[solved] Linux/Arm, catastrophic crashes

Nominal Animal:

With my patches both u-boot and the kernel set the operating cpu-clock and the dram-clock to the minim, and in this configuration I have just demonstrated that the SoM doesn't overheat with a passive heat-sink, so in theory, you don't even need a cooling fan.

--- End quote ---
True.  I personally might still put a very low RPM (say, 500) 12V PC chassis fan in a pull configuration in the enclosure, through a tight mesh or a filter.  The filter helps with dust and the fan noise, too.  A suitable 120×120×25mm, say a Nidec Gentle Typhoon, if you can find one, is cheap, basically silent when undervoltaged for lower RPMs, and is well suited for the task.  (I haven't used 5V fans, so have no opinion/guidance with those at all.)

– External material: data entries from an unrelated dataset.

PR #2688, opened 2021-12-09
[SW-2645] Treat Spark Boolean type as Categorical type within H20 frame.

kanech:


mn-mikke:
@kanech May I ask you to add a note about this change to [migration guide](https://github.com/h2oai/sparkling-water/blob/master/doc/src/site/sphinx/migration_guide.rst#from-334-to-336) ?

core/src/main/scala/ai/h2o/sparkling/backend/Writer.scala
```diff
@@ -134,7 +134,9 @@ private[backend] object Writer {
           con.putNA(idxField)
         } else {
           entry.dataType match {
-            case BooleanType => con.put(row.getBoolean(idxField))
+            case BooleanType =>
+              val valueIndex = domainBuilder.addStringToDomain(row.getBoolean(idxField).toString, idxField)
```
michalkurka, line 138: It seems more natural to encode the boolean value as "0"/"1" instead of "true"/"false".

That would also be beneficial for backwards compatibility because if previously someone had a conversion code asfactor in their script they would end up with a domain represented as "0"/"1".

mn-mikke:
@kanech I've been thinking about this change. WDYT about updating also the reverse method `asSparkFrame`, which converts h2o frame to spark dataframe. [Currently categorical columns are converted to StringType](https://github.com/h2oai/sparkling-water/blob/bf7f34571b86bfc45f48a197b87de1947b086c85/core/src/main/scala/ai/h2o/sparkling/backend/utils/ReflectionUtils.scala#L162). WDYT about checking if a domain of a categorical column consists of `"0"`, `"1"` labels and then converting the column to BooleanType?

core/src/test/scala/ai/h2o/sparkling/backend/converters/DataFrameConverterTestSuite.scala
```diff
@@ -262,14 +262,17 @@ class DataFrameConverterTestSuite extends FunSuite with SharedH2OTestContext {
...
     val h2oFrame = hc.asH2OFrame(df)
 
     assertH2OFrameInvariants(df, h2oFrame)
-    assert(h2oFrame.columns(0).isNumeric())
-    assertVectorIntValues(h2oFrame.collectInts(0), Seq(1, 0, 1, 0))
+    assert(h2oFrame.columns(0).isCategorical())
+    assert(h2oFrame.columns(0).domain != null)
+    assert(h2oFrame.columns(0).domain.length == 2)
+    assert(h2oFrame.columns(0).domain.contains("0"))
+    assert(h2oFrame.columns(0).domain.contains("1"))
```
krasinski, line 275: I think `h2oFrame.columns(0)` should be extracted to a variable
also some more expressive assertions like `... should have size 2` and `... should contain("0")` could be used

krasinski (approved):
looks good to me 👍

doc/src/site/sphinx/design/spark_h2o_mapping.rst
```diff
@@ -67,3 +67,7 @@ As type ``T``, we support the following types:
 +--------------------------------------------------+
 
 As is specified in the table, Sparkling Water provides support for transforming arbitrary scala class extending ``Product``, which are, for example, all case classes.
+
+.. rubric:: Footnotes
+.. [1] The H20 type is String if cardinality is greater than 10 000 0000 or ratio of unique values to all values is 95% at least.
```
mn-mikke, line 72: nit: `at least` -> `or higher`?

doc/src/site/sphinx/design/spark_h2o_mapping.rst
```diff
@@ -67,3 +67,7 @@ As type ``T``, we support the following types:
...
+.. [2] The possible values are "1" and "0" for true and false respectively.
```
mn-mikke, line 73: nit: Could we mention in the sentence that "1" and "0" belong to the categorical column of H2OFrame?

mn-mikke (approved):
Minor comments, otherwise LGTM. Good job, thank you!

For some of my SBCs, I've been looking at ways to mill a new lid for a Hammond die-cast aluminium enclosure, to act as both "lid" as well as the primary heatsink.  I can get the enclosures cheap locally, and a suitable chunk of aluminium is not that expensive, although most of it will be turned into swarf.. the idea is to have sparse ribs on the outside, and pedestals on the inside to meet the SBC chips that heat up, so it has to be much thicker than just a lid.  Wires are pulled through via grommets at the lid-box seam, and the enclosure itself is basically airtight.

in the meanwhile, the first thing to do is to remove the on-board connector for the cooling fan, this will prevent my colleagues to install one.
--- End quote ---
Very good idea.  If one does not want to modify the board itself, I'd recommend finding a suitable connector without wires, and pushing that in.  Or even 3D-printing a tiny disabled connector, maybe with a "BAD" or something in raised lettering where the wires usually come out..

(The plastic shroud of the fan connector usually comes off just by pulling, but it could be glued to the board so that pulling it might damage the board.  These boards are multilayer and so tight I wouldn't want to try to desolder a 2/3-pin TH connector off.)

The system is now up and running with an up-time of more than a week  :D :D :D

Days ago I developed a monitoring program that runs continuously in the background with a low priority and checks the integrity of each rootfs file(1).

typedef struct
   char_t filename[filename_size];
   md5sum_t md5sum;
} mon_entry_t;

--- End code ---

There is a huge database in ram with the md5 checksum of each file of the rootfs, the monitoring program can calculate a fresh md5-checksum on the fly and compare with the value stored in the database.

It's also useful to find corrupted files due to filesystem crash, and this way it's easy to find the corrupted file and selective restore it from a backup.

(1) with "rootfs" I mean files in these folders

/bin

--- End code ---

/root, /home, /local, etc; services folders such as /var, /dev, /sys, /proc, /tmp, are not considered.
The database consumes ~90Mbyte of ram.